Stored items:
PR #4630, opened 2018-01-16
[Bug 1431139] Optimize Documents view of kuma

safwanrahman:
In the current platform, it seems like many more unneeded SQL queries that kills most of the time!

It can be more optimized, but for now I think small is also benefecial.

**Current Situation:**
image

**After this Patch:**
image

I was thinking about fetching all the translations data of the document using elasticsearch or cache. As making a sql queries just for showing the translation information is a bit tradeoff with the performance. What do you think @jwhitlock?

@jwhitlock @escattone Can you please review?
It partially fiexes https://github.com/mozmeao/infra/issues/677

### DIFF
--- a/kuma/wiki/jinja2/wiki/document.html
+++ b/kuma/wiki/jinja2/wiki/document.html
@@ -23,11 +23,10 @@
 {% set nearest_zone = document.nearest_zone %}
 {% set is_zone = nearest_zone %}
 {% set is_zone_root = document.is_zone_root %}
-{% set other_translations = document.other_translations %}
 
 {% set show_left = zone_subnav_html or quick_links_html or approvals_html %}
 
-{% set buttons = get_document_buttons(document, help_link) %}
+{% set buttons = get_document_buttons(document, help_link, other_translations) %}
 {% set crumbs = build_document_crumbs(document) %}
 
 
@@ -202,7 +201,7 @@
                 {% include 'wiki/includes/kumascript_errors.html' %}
               {% endif %}
 
-              {% if document.current_revision %}
+              {% if document.parent_id and document.current_revision %}
                 {% if document.current_revision.localization_in_progress %}
                   {% if not settings.MAINTENANCE_MODE and document.current_revision.translation_age >= 10 %}
                     <div class="overheadIndicator translationInProgress"><p>{% trans translate_url=document.get_edit_url() %}
@@ -245,7 +244,7 @@
               <!-- contributors -->
               <div class="wiki-block contributors">
                 <h2 class="offscreen">{{ _('Document Tags and Contributors') }}</h2>
-                {% set tags = document.tags.all().order_by('name') %}
+                {% set tags = document.all_tags_name %}
                 {% include "wiki/includes/document_tag.html" %}
 
                 {% if has_contributors %}
--- a/kuma/wiki/jobs.py
+++ b/kuma/wiki/jobs.py
@@ -35,7 +35,7 @@ class DocumentNearestZoneJob(KumaJob):
                                  .get)
         while pk:
             try:
-                return DocumentZone.objects.get(document=pk)
+                return DocumentZone.objects.select_related('document').get(document=pk)
             except DocumentZone.DoesNotExist:
                 pk = get_parent_id(pk=pk)
 
@@ -127,3 +127,27 @@ class DocumentCodeSampleJob(GenerationJob):
 
     def empty(self):
         return {}
+
+
+class DocumentTagsJob(KumaJob):
+    """
+    Given a wiki document returns a list of tags.
+
+    We invalidate this when a document is saved only.
+    Longer lifetime as tags are rarely modified
+    """
+    refresh_timeout = 180
+
+    @property
+    def lifetime(self):
+        # Spread the life time across a random
+        # number of days from 1 to 10 (in units of seconds).
+        # So that all the document cache do not get expired at same time
+        seconds_per_day = 24 * 60 * 60
+        return random.randint(1 * seconds_per_day, 10 * seconds_per_day)
+
+    def fetch(self, pk):
+        from .models import Document
+
+        tags = Document.objects.filter(id=pk).values_list('tags__name', flat=True).order_by('tags__name')
+        return list(tags)
--- a/kuma/wiki/models.py
+++ b/kuma/wiki/models.py
@@ -39,7 +39,7 @@ from .content import (Extractor, H2TOCFilter, H3TOCFilter, SectionTOCFilter,
 from .exceptions import (DocumentRenderedContentNotAvailable,
                          DocumentRenderingInProgress, PageMoveError,
                          SlugCollision, UniqueCollision, NotDocumentView)
-from .jobs import DocumentContributorsJob, DocumentNearestZoneJob
+from .jobs import DocumentContributorsJob, DocumentNearestZoneJob, DocumentTagsJob
 from .managers import (DeletedDocumentManager, DocumentAdminManager,
                        DocumentManager, RevisionIPManager,
                        TaggedDocumentManager)
@@ -338,7 +338,7 @@ class Document(NotificationsMixin, models.Model):
 
     @cache_with_field('toc_html')
     def get_toc_html(self, *args, **kwargs):
-        if not self.current_revision:
+        if not self.current_revision_id:
             return ''
         if not self.current_revision.toc_depth:
             return ''
@@ -1283,7 +1283,7 @@ Full traceback:
 
     @property
     def show_toc(self):
-        return self.current_revision and self.current_revision.toc_depth
+        return self.current_revision_id and self.current_revision.toc_depth
 
     @cached_property
     def language(self):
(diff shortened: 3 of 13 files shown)


kuma/wiki/models.py
```diff
@@ -413,7 +413,9 @@ def get_zone_subnav_html(self):
         """
         src = self.get_zone_subnav_local_html()
         if (not src) and self.nearest_zone:
-            src = self.nearest_zone.document.get_zone_subnav_local_html()
+            document_id = self.nearest_zone.document_id
+            document = Document.admin_objects.only('html', 'rendered_html', 'zone_subnav_local_html').get(id=document_id)
```
jwhitlock: Why ``admin_objects`` (which returns deleted documents as well) instead of ``objects``?

kuma/wiki/jinja2/wiki/document.html
```diff
@@ -202,7 +201,7 @@ <h1>{{ document.title }}</h1>
                 {% include 'wiki/includes/kumascript_errors.html' %}
               {% endif %}
 
-              {% if document.current_revision %}
+              {% if document.parent_id and document.current_revision %}
```
jwhitlock: This is probably a good optimization. I'll need to check current docs to see if skips the section when it shouldn't.

kuma/wiki/models.py
```diff
@@ -1375,14 +1377,7 @@ def other_translations(self):
...
         """
-        if self.parent is None:
-            return list(self.translations.all().order_by('locale'))
-        else:
-            translations = list(self.parent.translations
-                                .exclude(id=self.id)
-                                .order_by('locale'))
-            # The parent doc should be at first
-            return [self.parent] + translations
+        return self.get_other_translations()
```
jwhitlock: Should ``other_translations`` be deleted instead? If there are other callers, you've made them much less efficient...

kuma/wiki/models.py
```diff
@@ -1466,7 +1474,7 @@ def nearest_zone(self):
     @cached_property
     def is_zone_root(self):
         zone = self.nearest_zone
-        return bool(zone) and (zone.document in (self, self.parent))
+        return bool(zone) and (zone.document_id in (self.id, self.parent_id))
```
jwhitlock: 👍 if this removes a query

kuma/wiki/utils.py
```diff
@@ -182,3 +183,12 @@ def analytics_upageviews_by_revisions(revisions):
     start_date = min(r.created for r in revisions)
 
     return analytics_upageviews(revision_ids, start_date)
+
+
+def get_document_tags(document_id):
+    """Get the translations of the document and return locale, slug, title"""
```
jwhitlock: The docstring says it gets translations of the document, but I don't see it in the code. Maybe I need to check the ES return.

kuma/wiki/views/document.py
```diff
@@ -117,8 +117,8 @@ def _get_seo_parent_title(slug_dict, document_locale):
     """
     if slug_dict['seo_root']:
         try:
-            seo_root_doc = Document.objects.get(locale=document_locale,
-                                                slug=slug_dict['seo_root'])
+            seo_root_doc = Document.objects.only('title').get(locale=document_locale,
```
jwhitlock: 👍 should be kinder to the database

metadave:
@jwhitlock nothing in the [pricing doc](https://www.elastic.co/cloud/as-a-service/pricing) mentions number of requests. As far as I know we pay for high-level infra costs: primary region, # of DC's to host in, CPU/disk size, Google vs AWS.

kuma/wiki/utils.py
safwanrahman: Sorry, my bad.
I wrote this docstring for other function, but it got removed later. I will fix it in next commit

kuma/wiki/models.py
safwanrahman: There are some other callers that can use `get_other_translations()` in order to be more optimized. It makes them much less efficient but changing that can make this PR more complex to review. I can work on that in different PR if you agree.

kuma/wiki/models.py
safwanrahman: For some [historical purpose](https://bugzilla.mozilla.org/show_bug.cgi?id=1365960), we have seen some error in `DocumentNearestZoneJob` about already deleted document makes `500` error
Therefore used `admin_objects` instead.

safwanrahman:
@jwhitlock Removed the elasticsearch dependency and made more optmization.
Can you give another round of review?

jwhitlock:
@safwanrahman I'll take a look when the tests are passing

jwhitlock:
Thanks @safwanrahman! I'll review on Monday.

safwanrahman:
Thanks @jwhitlock. I need to remove the 6 years old test case and write some other small test cases that cover the full tags functionality. The test case was testing multiple things and calling get request to same endpoint multiple times and because of page cache, the invalid content were served and made the test broken.
I have split up the test in different test cases and place them to the appropiate place where they should be.

jwhitlock:
My process for working with document functionality:

- Fix the code
- Identify the tests that exercise the code and are now broken
- ``git stash`` my code or put it in a local branch
- Refactor the tests to look like I wish they did when I started
- Write a new test that demonstrates the thing that I wanted to fix, to show that it is broken
- Bring in my new code to show I fixed it, without breaking any other code

This results in two commits, a test refactor plus a change in functionality.  See PR #4621 for a recent example.

jwhitlock:
Sorry @safwanrahman, I had too many urgent tasks come up today, it will be tomorrow morning (Tuesday) when I can look at this.

jwhitlock:
There's now a conflict in ``kuma/wiki/jinja2/wiki/includes/buttons.html`` - can you rebase and resolve the conflict?

safwanrahman:
@jwhitlock I have rebased and made a small fix.

safwanrahman:
Thanks @jwhitlock for the review. I will fix it tomorrow.

kuma/wiki/jobs.py
```diff
@@ -127,3 +127,20 @@ def fetch(self, pk, sample_name):
 
     def empty(self):
         return {}
+
+
+class DocumentTagsJob(KumaJob):
```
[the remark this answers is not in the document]
escattone: @jwhitlock, Great point. We did two things to the `DocumentNearestZoneJob` class to mitigate the spike in jobs:
- Increased the `refresh_timeout` to 180 seconds
- Spread the cache expiration times across a random number of days by overriding the `expiry` method.

For details/reference see https://github.com/mozilla/kuma/pull/4272 and [bugzilla 1373720](https://bugzilla.mozilla.org/show_bug.cgi?id=1373720).

I think we should do the same for `DocumentTagsJob`.

kuma/wiki/models.py
escattone: @safwanrahman Given your change to the `DocumentNearestZoneJob.fetch` above, which populates the zone's related document, it seems this change is no longer helpful to save a query?

kuma/wiki/templatetags/jinja_helpers.py
```diff
@@ -207,7 +207,7 @@ def document_zone_management_links(user, document):
 
     # Enable "add" link if there is no zone for this document, or if there's a
     # zone but the document is not itself the root (ie. to add sub-zones).
-    if ((not zone or zone.document != document) and
+    if ((not zone or zone.document_id != document.id) and
```
escattone: @safwanrahman Again, given your change to the `DocumentNearestZoneJob.fetch` above, which populates the zone's related document, it seems this change is no longer helpful to save a query?

kuma/wiki/models.py
safwanrahman: I think, `self.parent` would make another call if not compare by id!

escattone: Ah yes, thanks @safwanrahman!

kuma/wiki/templatetags/jinja_helpers.py
safwanrahman: Yes. it seems to be not saving a query anymore. but I thought abou deferred object can give wrong result in comparing, but it seems that they may make another query if value is not present.
So I think comparing by id would be feasible.

escattone: @safwanrahman Yes, thanks.

kuma/wiki/tests/test_views.py
```diff
@@ -1681,65 +1682,61 @@ def test_translation_source(self):
...
-                response = self.client.get(reverse('wiki.feeds.recent_documents',
-                                                   args=['atom', t]))
-                self.assertNotContains(response, doc.title)
-
-        # Create a new doc with tags
-        data.update({'slug': slug, 'tags': ','.join(ts1)})
-        self.client.post(reverse('wiki.create'), data)
-        assert_tag_state(ts1, ts2)
+    @pytest.mark.tags
+    def test_tags_showing_correctly_after_doc_update(self):
```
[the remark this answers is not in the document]
safwanrahman: `test_tags_show_in_document` and this are not same actually.
I wanted to test that after updating the doc with new tag from http request, the page shows the new tag.
Its a edge case that I thought while changing this.

safwanrahman:
@jwhitlock Updated as per commented.
r?

kuma/wiki/jobs.py
```diff
@@ -127,3 +127,27 @@ def fetch(self, pk, sample_name):
...
+    """
+    Given a wiki document returns a list of tags.
+
+    We invalidate this when a document is saved only.
+    Longer lifetime as tags are rarely modified
+    """
+    refresh_timeout = 180
+
+    @property
+    def lifetime(self):
```
jwhitlock: Not what we asked, but it seems to work.

jwhitlock:
Rebased to merge into a 1) test refactor, and then 2) optimization

PR #4634, opened 2018-01-24
bug 1136741: Make compat_data flag permanent

jwhitlock:
This removes the flag, but keeps the just-in-time loading of the JS and CSS. However, it may make sense to merge those into ``wiki.js`` / ``wiki.css``.

### DIFF
--- a/docs/feature-toggles.rst
+++ b/docs/feature-toggles.rst
@@ -36,7 +36,6 @@ Flags
 `Waffle flags`_ control behavior by specific users, groups, percentages, and
 other advanced criteria.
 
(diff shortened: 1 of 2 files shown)


jwhitlock:
@schalkneethling do you have an opinion on merging the styles into ``wiki.js`` / ``wiki.css``?

schalkneethling:
> do you have an opinion on merging the styles into wiki.js / wiki.css

Yeah, it might be worth doing that. I need to have a look and perhaps speak to Stephanie to understand if there was a specific reason for doing it this way. That should probably not block this from merging though?

PR #4638, opened 2018-01-27
bug 1431820: fix document-view etag header

escattone:
This PR addresses some shortcomings in the current `document` view related to caching and therefore the CDN work.

- the `ETag` and `Last-Modifed` headers do not reflect the entire response of the endpoint (they're designed to work only with `PUT`'s to prevent editing collisions) (thanks @safwanrahman!)
- conditional `GET`'s are only handled for the `Last-Modifed` header, not the `ETag` header

This PR addresses those shortcomings by:

- creating a new `document_api` view to handle editing
- removing the ability to edit from the `document` view
- removing the `Last-Modified` header from both views
- adding proper `ETag` generation and handling to both views

This is the first of several PR's that will be needed as part of the work to place a CDN in front of most of the `wiki.urls`.


kuma/wiki/views/document.py
```diff
@@ -687,68 +673,118 @@ def document(request, document_slug, document_locale):
...
+@require_http_methods(['GET', 'HEAD', 'PUT'])
+@redirect_in_maintenance_mode(methods=['PUT'])
+@allow_CORS_GET
+@accepts_auth_key
+@process_document_path
+@newrelic.agent.function_trace()
+@ratelimit(key='user_or_ip', rate='100/m', block=True)
+def document_api(request, document_slug, document_locale):
+    """
+    View/modify the content of a wiki document, or create a new wiki document.
```
safwanrahman: I think this API should not create any document!

kuma/wiki/views/document.py
```diff
@@ -687,68 +673,118 @@ def document(request, document_slug, document_locale):
...
+    """
+    if request.method == 'PUT':
+        if not (request.authkey and request.user.is_authenticated()):
+            raise PermissionDenied
+        return _document_api_PUT(request, document_slug, document_locale)
+
+    try:
```
safwanrahman: I think `get_objects_or_404` can be used here.

escattone: Good catch, thanks @safwanrahman !

escattone:
@jwhitlock I just removed the `needs rebase` label. Ready for review!

kuma/wiki/tests/test_views_document.py
```diff
@@ -3,16 +3,84 @@
...
+
+    return content_type, encoded_data
+
+
+@pytest.fixture
+def sectioned_root_doc(wiki_user):
+    """
+    A newly-created top-level English document with sections.
+    """
+    root_doc = Document.objects.create(
```
safwanrahman: There is already a fixture for `root_doc`

kuma/wiki/tests/test_views_document.py
```diff
@@ -30,6 +98,299 @@ def ce_settings(settings):
...
+    url = root_doc.get_absolute_url() + '$api'
+
+    response = client.put(url)
+    assert response.status_code == 403
+
+    # Even logged-in users without an authkey should be forbidden.
+    wiki_user.set_password('password')
+    wiki_user.save()
+
+    assert client.login(username=wiki_user.username, password='password')
```
safwanrahman: There are already another fixture name `user_client` which the client is already logged in

jwhitlock:
Also, the new tests of ``$api`` are better structured, more complete, and catch more cases than the existing tests. You went above and beyond just migrating to ``pytest``, well done.

kuma/wiki/views/document.py
```diff
@@ -709,70 +697,124 @@ def document(request, document_slug, document_locale):
...
-    response = render(request, 'wiki/document.html', context)
-    return _set_common_headers(doc, rendering_params['section'], response)
+    def get_etag(*args):
+        return calculate_etag(response.content)
+
+    # The etag decorator not only adds the ETag header to the response,
+    # but also handles conditional responses based on the incoming and
+    # outgoing ETag headers.
+    @etag(get_etag)
+    def get_response(request, *args):
```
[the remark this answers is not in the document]
escattone: I agree that it's awkward. My only excuse was that I thought I should avoid affecting all views by using `ConditionalGetMiddleware`, but maybe that's best in the end. Let me work on something better using `ConditionalGetMiddleware`.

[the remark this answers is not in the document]
jwhitlock: OK, but it looks too big, let's get this merged and work on that in a fresh PR.

kuma/wiki/views/document.py
```diff
@@ -709,70 +697,124 @@ def document(request, document_slug, document_locale):
...
+        return _document_api_PUT(request, document_slug, document_locale)
+
+    doc = get_object_or_404(
+        Document,
+        slug=document_slug,
+        locale=document_locale
+    )
+
+    section_id = request.GET.get('section', None)
+    response = HttpResponse(doc.get_html(section_id))
```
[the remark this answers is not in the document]
escattone: My intention was to avoid changing the semantics of the endpoints as much as possible, but I really like the idea of removing the "section" stuff from the plain document view, and I hate the `$` APIs!

PR #5290, opened 2019-03-09
Bug 1525719: move SVGs into external files

davidflanagan:
This patch modifies our React components that use SVGs so that the
SVGs live in external files rather than being inlined directly
into the components that use them.

And it also installs a webpack loader to automatically load them
as if they were React components. And it configures Jest to just
mock them out so they don't interfere with testing and so that changes
to the svg don't cause changes to the snapshots.


davidflanagan:
There appear to be at least three different webpack loaders that people use with SVG images, and various ways of handling them. This approach (just treating svgs as if they are React components that can be imported) seems really appealing. It required some Jest configuration to make tests work, however.

@jwhitlock: you had requested something like this in a review of an eariler PR. Please see what you think. Note that webpack is inlining the svgs into the javascript bundle, so they don't end up as external assets in the dist/ directory

@schalkneethling: do you have an opinion on the best way to do this, or better ideas about how to make this work with Jest tests?

davidflanagan:
@jwhitlock: I think you're right that the svg files should be grouped together into an icons/ directory of some sort. I'll take care of that down the road when we've got some more of them.

schalkneethling:
> @jwhitlock: I think you're right that the svg files should be grouped together into an icons/ directory of some sort. I'll take care of that down the road when we've got some more of them.

Agreed. I thought about it some more yesterday and it would make sense to have the be colocated

PR #5291, opened 2019-03-10
bug 1401272: Enable MySQL Strict Mode

jwhitlock:
This will eliminate warning w001 from [django-mysql](http://django-mysql.readthedocs.org/en/latest/checks.html#django-mysql-w001-strict-mode), and the default in MySQL 5.7.


jwhitlock:
Tests passed locally and in TravisCI, so I have more confidence in this change. I'd prefer to deploy this to stage on its own, such as merging and deploying to stage after a production push, to give it some time in a production-like environment before it goes to production.

PR #5292, opened 2019-03-11
Bug 1530203, expanded arrow not visible on mobile

schalkneethling:
This resolves the bug on mobile where the expanded arrow is not shown:

## Before

Screenshot 2019-03-11 at 11 06 30

## After

Screenshot 2019-03-11 at 11 06 54

@davidflanagan r?


schalkneethling:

### Assigned task
Lines containing the word "password": copy every one of them from the records above.

### Answer to the problem
+    wiki_user.set_password('password')
+    assert client.login(username=wiki_user.username, password='password')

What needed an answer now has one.